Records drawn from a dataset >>
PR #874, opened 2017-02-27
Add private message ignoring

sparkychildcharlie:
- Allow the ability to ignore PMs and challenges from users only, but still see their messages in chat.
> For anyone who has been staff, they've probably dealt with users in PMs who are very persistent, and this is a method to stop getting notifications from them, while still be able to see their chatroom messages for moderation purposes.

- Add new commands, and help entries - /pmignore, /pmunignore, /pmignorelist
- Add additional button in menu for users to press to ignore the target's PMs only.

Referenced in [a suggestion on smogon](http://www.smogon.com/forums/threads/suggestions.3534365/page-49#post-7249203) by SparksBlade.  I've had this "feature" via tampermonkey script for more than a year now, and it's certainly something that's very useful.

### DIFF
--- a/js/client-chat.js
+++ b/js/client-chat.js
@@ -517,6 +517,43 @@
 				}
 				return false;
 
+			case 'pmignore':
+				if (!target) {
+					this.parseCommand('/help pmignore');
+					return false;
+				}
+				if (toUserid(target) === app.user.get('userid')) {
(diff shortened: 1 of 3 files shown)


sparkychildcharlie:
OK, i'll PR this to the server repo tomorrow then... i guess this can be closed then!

Exercise description >> The response should be the lines from the one containing "--- a/js/client-chat.js" through the last line of the data, set down exactly and with no other line.

Answer area >>
--- a/js/client-chat.js
+++ b/js/client-chat.js
@@ -517,6 +517,43 @@
 				}
 				return false;
 
+			case 'pmignore':
+				if (!target) {
+					this.parseCommand('/help pmignore');
+					return false;
+				}
+				if (toUserid(target) === app.user.get('userid')) {
(diff shortened: 1 of 3 files shown)


sparkychildcharlie:
OK, i'll PR this to the server repo tomorrow then... i guess this can be closed then!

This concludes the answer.